> **Extracted data**
PR #391, opened 2026-07-20
Add the shipment endpoints

### LINKED ISSUE #42076: Admin API - Add missing endpoints for the "Shipment" domain
Endpoints, all delivered by PrestaShop/PrestaShop#42092 + PrestaShop/ps_apiresources#391:

- [ ] AddProductToShipment
- [ ] CreateShipment
- [ ] FulfillShipmentCommand
- [ ] SwitchShipmentCarrierCommand
- [ ] GetShipmentForEditing
- [ ] GetShipmentsForOrderDetail
- [ ] ListAvailableShipment
- [ ] ListAvailableShipmentsForProduct

Note: `CreateShipment` and `AddProductToShipment` put a product in a shipment without taking it out of the one it already belongs to, so the quantities of an order line stop adding up to what was ordered. The endpoints ship anyway to keep the whole surface and its tests in one PR; the behaviour itself is tracked in #42397.

nicosomb:
| Questions         | Answers
| Description?      | Add the Shipment Admin API endpoints (4 read, 4 write)
| Type?             |  new feature 
| BC breaks?        | no
| Deprecations?     | no
| Fixed ticket?     | PrestaShop/PrestaShop#42076 
| Sponsor company   |  PrestaShop SA 
| How to test?      | The shipment integration tests fail on purpose until PrestaShop/PrestaShop#42411 and PrestaShop/PrestaShop#42092 are merged, see the comments below


tleon (dismissed):

mattgoud:
Rebased this branch on `dev` so it is mergeable again and so core PrestaShop/PrestaShop#42092 can pin it without losing the tax rules resources.

Conflict resolution, for the record:
- `tests/PHPStan/phpstan-9.0.3.neon`: kept both ignore blocks (TaxRule from `dev`, Shipment from here).
- `tests/PHPStan/phpstan-9.1.x.neon` was renamed to `phpstan-9.1.4.neon` on `dev`, so the Shipment ignores moved into that file and the old one is gone.
- `tests/Rector/ApiResourceUriTemplateRector.php`: kept both `send-password-reset-email` and `fulfill`.

QA feedback from PrestaShop/PrestaShop#42092 that lands on this side: no response body on carrier switch and on fulfill (204 by design, worth confirming it is what we want), and `available-shipments` returning nothing once `orderDetailIds` is passed. For the latter, core returns an empty list when `orderIdDetails` is empty, so the query parameter does not look like it reaches the CQRS query. The rest of the QA report is pre-existing core behaviour, triaged in the core PR.

mattgoud:
> **Updated 2026-08-27.** The two core fixes these assertions need now live in PrestaShop/PrestaShop#42411, not in #42092: they do not depend on the Admin API, so they were extracted rather than held in the draft. Merge order is #42411, then #42092, then this PR.

The integration tests here were green against unpatched `9.2.x` and `develop`, which was misleading: they only checked that a product key was present in `selectedProducts` and that a list came back. Two things they were not catching:

- `GetShipmentForEditingHandler` writes `= 0` for every selected product, so `GET /orders/{orderId}/shipments/{shipmentId}` answers `selectedProducts: {"1": 0}` on a core without PrestaShop/PrestaShop#42092.
- `ListAvailableShipmentsForProductHandler` filters on carrier compatibility only, so `GET /orders/{orderId}/products/{productId}/available-shipments` lists every shipment of the order for a product that is not in it.

`a7d822e` asserts the real quantity and adds a case for a product foreign to the order. Both fail until PrestaShop/PrestaShop#42092 is merged, and that is deliberate: the core fixes are what make these endpoints correct, so the CI should say so rather than stay green on wrong data.

So this PR now waits on PrestaShop/PrestaShop#42092, which is the intended merge order anyway.

mattgoud:
Converted to draft along with PrestaShop/PrestaShop#42092: the Shipment domain is not settled enough to freeze a public API contract on top of it, see PrestaShop/PrestaShop#42397. Nothing wrong with this PR, it waits.

Note that its integration tests are red on purpose against unpatched `9.2.x` and `develop`: the read assertions check the real quantities and the 422 for a product foreign to the order, which only the core PR makes pass.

> **Work required**
Gather up the lines containing the word "phpstan" from these records and copy them.

> **Finished task**
- `tests/PHPStan/phpstan-9.0.3.neon`: kept both ignore blocks (TaxRule from `dev`, Shipment from here).
- `tests/PHPStan/phpstan-9.1.x.neon` was renamed to `phpstan-9.1.4.neon` on `dev`, so the Shipment ignores moved into that file and the old one is gone.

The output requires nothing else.